▸ **What you need to do**
Please transcribe, exactly and only, the lines of the records below from the one holding "But for now, it is ok." to the very end.

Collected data
PR #36, opened 2018-11-27
Memory – Pair Game

Oodmincheg:

### Memory – Pair Game

[Code base](https://github.com/Oodmincheg/troll-memory-game) | [Demo](https://oodmincheg.github.io/troll-memory-game/)

Please, review.

### DIFF
--- a/submissions/Oodmincheg/memory-pair-game/index.js
+++ b/submissions/Oodmincheg/memory-pair-game/index.js
@@ -1,0 +1,126 @@
+"use strict";
+//array of our cards
+let list = [
+  "./img/sad.png",
+  "./img/dad.png",
+  "./img/indiffirent.png",
+  "./img/pfff.png",
+  "./img/troll.png",
+  "./img/rage.png",
+  "./img/yellow.png",
+  "./img/scream.png"
+];
+//double our cards in the array
+list = list.concat(list);
+
+const GAME_BOARD = document.getElementById("content");
+const WINNER_STRING = "OK, dude. You are the winner. ";
+const TIME_OF_BACK_FLIP = 1200;
+const TIME_OF_HIDDING = 800;
+let keepPlaying, secondClick, nextMoveFlag, previousFlipper, previousImage;
+
+//funtcion to flip one or more fliper containers
+const flip = function() {
+  [...arguments].forEach(flipper => {
+    flipper.classList.toggle("flip");
+  });
+};
+
+//function that starts next move and handle game over situation
+const nextMove = () => {
+  if (keepPlaying) {
+    secondClick = false;
+    previousFlipper = null;
+    nextMoveFlag = true;
+  } else {
+    GAME_BOARD.textContent = WINNER_STRING;
+    let newGameButton = document.createElement("button");
+    newGameButton.textContent = "New Game";
+    newGameButton.addEventListener("click", newGame);
+    GAME_BOARD.appendChild(newGameButton);
+  }
+};
+
+// hide matches from page, and count how many cards are left in the game
+function removeMatches(currentFlipper) {
+  currentFlipper.classList.add("hidden");
+  previousFlipper.classList.add("hidden");
+  keepPlaying -= 2;
+  nextMove();
+}
+
+//function that handle moves(clicks on the cards)
+const move = event => {
+  const currentFlipper = event.currentTarget;
+  // prettier-ignore
+  const currentImage = event.currentTarget.querySelector("img").getAttribute("src");
+
+  //check the click on the same card, click on not hidden element and possibility of opening cards
+  if (
+    currentFlipper != previousFlipper &&
+    !currentFlipper.classList.contains("hidden") &&
+    nextMoveFlag
+  ) {
+    flip(currentFlipper);
+    if (secondClick) {
+      nextMoveFlag = false;
+      if (currentImage != previousImage) {
+        setTimeout(() => {
+          flip(previousFlipper, currentFlipper);
+          nextMove();
+        }, TIME_OF_BACK_FLIP);
+      } else {
+        setTimeout(() => {
+          removeMatches(currentFlipper);
+        }, TIME_OF_HIDDING);
+      }
+    } else {
+      previousFlipper = currentFlipper;
+      previousImage = currentImage;
+      secondClick = true;
+    }
+  }
+};
+
+const newGame = () => {
+  //shuffle array of cards
+  list.sort(function() {
+    return 0.5 - Math.random();
+  });
+
+  //set game's variables to the start values
+  GAME_BOARD.textContent = "";
+  keepPlaying = list.length;
+  secondClick = false;
+  nextMoveFlag = true;
+
+  //render our cards on the page(back sides)
+  list.forEach(img => {
+    //create blank side of the card
+    const blank = document.createElement("div");
+    blank.classList.add("front");
+
+    //create our flipper container
+    let flipper = document.createElement("div");
+    flipper.classList.add("flipper");
+
+    //add event listnee to our flipper container
+    flipper.addEventListener("mousedown", event => {
+      move(event);
+    });
+
+    //create image on back side of our card
+    let image = document.createElement("img");
+    image.setAttribute("src", img);
+    image.classList.add("back");
+
+    //add back and front of our card to the flipper
+    flipper.appendChild(image);
+    flipper.appendChild(blank);
+
+    //add aour flipper to the page
+    GAME_BOARD.appendChild(flipper);
+  });
+};
+
+newGame();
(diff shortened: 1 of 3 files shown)


submissions/Oodmincheg/memory-pair-game/index.js
```diff
@@ -0,0 +1,126 @@
...
+//double our cards in the array
+list = list.concat(list);
+
+const GAME_BOARD = document.getElementById("content");
+const WINNER_STRING = "OK, dude. You are the winner. ";
+const TIME_OF_BACK_FLIP = 1200;
+const TIME_OF_HIDDING = 800;
+let keepPlaying, secondClick, nextMoveFlag, previousFlipper, previousImage;
+
+//funtcion to flip one or more fliper containers
```
zonzujiro: Comments must detail **why** something happens, not **what**. Or you will just add redundant and useless comments.

Also, you have misprint there.

submissions/Oodmincheg/memory-pair-game/index.js
```diff
@@ -0,0 +1,126 @@
...
+function removeMatches(currentFlipper) {
+  currentFlipper.classList.add("hidden");
+  previousFlipper.classList.add("hidden");
+  keepPlaying -= 2;
+  nextMove();
+}
+
+//function that handle moves(clicks on the cards)
+const move = event => {
+  const currentFlipper = event.currentTarget;
```
zonzujiro: IMO, is better. But this is totally up to you.

```javascript
const move = ({ currentTarget }) => 
```

submissions/Oodmincheg/memory-pair-game/index.js
```diff
@@ -0,0 +1,126 @@
...
+  // prettier-ignore
+  const currentImage = event.currentTarget.querySelector("img").getAttribute("src");
```
zonzujiro: `currentFlipper.querySelector...`?

submissions/Oodmincheg/memory-pair-game/index.js
```diff
@@ -0,0 +1,126 @@
...
+      previousFlipper = currentFlipper;
+      previousImage = currentImage;
+      secondClick = true;
+    }
+  }
+};
+
+const newGame = () => {
+  //shuffle array of cards
+  list.sort(function() {
```
zonzujiro: If you use ES6, use it everywhere. There are cases when you will need local `this`, but this is a rare case.

submissions/Oodmincheg/memory-pair-game/index.js
```diff
@@ -0,0 +1,126 @@
...
+
+const GAME_BOARD = document.getElementById("content");
+const WINNER_STRING = "OK, dude. You are the winner. ";
+const TIME_OF_BACK_FLIP = 1200;
+const TIME_OF_HIDDING = 800;
+let keepPlaying, secondClick, nextMoveFlag, previousFlipper, previousImage;
+
+//funtcion to flip one or more fliper containers
+const flip = function() {
+  [...arguments].forEach(flipper => {
```
xanf: Accessing arguments is bad idea in modern JavaScript. It's better to use
```js
const flip = function(...args) {
  args.forEach(...)
}
```

submissions/Oodmincheg/memory-pair-game/index.js
```diff
@@ -0,0 +1,126 @@
...
+    GAME_BOARD.textContent = WINNER_STRING;
+    let newGameButton = document.createElement("button");
+    newGameButton.textContent = "New Game";
+    newGameButton.addEventListener("click", newGame);
+    GAME_BOARD.appendChild(newGameButton);
+  }
+};
+
+// hide matches from page, and count how many cards are left in the game
+function removeMatches(currentFlipper) {
```
xanf: It's not good that currentFlipper is passed like an argument to this function and previousFlipper is taken ...from elsewhere.

It's generally a good idea to keep functions pure - that means also that they are accessing only their arguments

submissions/Oodmincheg/memory-pair-game/index.js
```diff
@@ -0,0 +1,126 @@
...
+    //create blank side of the card
+    const blank = document.createElement("div");
+    blank.classList.add("front");
+
+    //create our flipper container
+    let flipper = document.createElement("div");
+    flipper.classList.add("flipper");
+
+    //add event listnee to our flipper container
+    flipper.addEventListener("mousedown", event => {
```
zonzujiro: `flipper.addEventListener("mousedown", move)`

submissions/Oodmincheg/memory-pair-game/index.js
```diff
@@ -0,0 +1,126 @@
...
+      move(event);
+    });
+
+    //create image on back side of our card
+    let image = document.createElement("img");
+    image.setAttribute("src", img);
+    image.classList.add("back");
+
+    //add back and front of our card to the flipper
+    flipper.appendChild(image);
```
zonzujiro: You can use [append](https://developer.mozilla.org/en-US/docs/Web/API/ParentNode/append) because of multi-arity. F**k the IE!

submissions/Oodmincheg/memory-pair-game/index.js
```diff
@@ -0,0 +1,126 @@
...
+  "./img/scream.png"
+];
+//double our cards in the array
+list = list.concat(list);
+
+const GAME_BOARD = document.getElementById("content");
+const WINNER_STRING = "OK, dude. You are the winner. ";
+const TIME_OF_BACK_FLIP = 1200;
+const TIME_OF_HIDDING = 800;
+let keepPlaying, secondClick, nextMoveFlag, previousFlipper, previousImage;
```
xanf: keepPlaying is not the BEST naming for variable. The reason is other dev (like me) while reviewing code is expecting it to be boolean flag, but this is actually remaining active tiles. Maybe something like `remainingCards` sounds better?

OleksiyRudenko:
@Oodmincheg didn't look at the code yet. Could you please give this PR more specific title? All PRs do normally add some code.

submissions/Oodmincheg/memory-pair-game/index.js
```diff
@@ -0,0 +1,126 @@
...
+
+//funtcion to flip one or more fliper containers
+const flip = function() {
+  [...arguments].forEach(flipper => {
+    flipper.classList.toggle("flip");
+  });
+};
+
+//function that starts next move and handle game over situation
+const nextMove = () => {
```
zonzujiro: `performNextMove` will be better.

submissions/Oodmincheg/memory-pair-game/style.css
```diff
@@ -0,0 +1,83 @@
...
+  height: 100%;
+}
+
+h1 {
+  font-family: "Comic Sans MS", cursive, sans-serif;
+  text-align: center;
+  font-size: 20px;
+  margin: auto;
+}
+.flipper {
```
zonzujiro: You already have `.flipper` at line 14

submissions/Oodmincheg/memory-pair-game/style.css
```diff
@@ -0,0 +1,83 @@
...
+  transition: transform 0.6s;
+  transform-style: preserve-3d;
+
+  position: relative;
+}
+
+/* hide back of pane during swap */
+.front,
```
zonzujiro: Same here - line 21

OleksiyRudenko:
@Oodmincheg thanks.
Please, also change PR's title itself
image

...so in the list of PRs it also gives some idea on what's inside
image

Oodmincheg:
Fixed, but I'm not sure about few details :)

submissions/Oodmincheg/memory-pair-game/index.js
Oodmincheg: > IMO, like this is better. But this is totally up to you.
> 
> ```js
> const move = ({ currentTarget }) => 
> ```
I've understood what I meant(and actually wrote this way), but than figured out some bug, and have had to add event.preventDefault() to this function

zonzujiro: 👍

submissions/Oodmincheg/memory-pair-game/index.js
Oodmincheg: Create big function with more clear named vairables(imo clear named...)

submissions/Oodmincheg/memory-pair-game/index.js
```diff
@@ -0,0 +1,119 @@
...
+  let blankSide = document.createElement("div");
+  blankSide.classList.add("front");
+  let imageSide = document.createElement("img");
+  imageSide.setAttribute("src", img);
+  imageSide.classList.add("back");
+  card.append(imageSide, blankSide);
+  return card;
+};
+
+const newGame = () => {
```
zonzujiro: Name of functions - verbs. Name of variables - nouns. It **is does** matter, especially in the large projects, when you want to spend a less time to investigate what code doing.

But for now, it is ok.

Oodmincheg: Got it.

Oodmincheg:
> pls resolve fixed discussions

Done.

PR #1470, opened 2016-04-29
Update INSTALL.md and p-c-d.pl

ehuelsmann:


ehuelsmann:
This PR is incomplete: it needs to have tests implemented so we know the script minimally works.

▸ **Solved exercise**
But for now, it is ok.

Oodmincheg: Got it.

Oodmincheg:
> pls resolve fixed discussions

Done.

PR #1470, opened 2016-04-29
Update INSTALL.md and p-c-d.pl

ehuelsmann:


ehuelsmann:
This PR is incomplete: it needs to have tests implemented so we know the script minimally works.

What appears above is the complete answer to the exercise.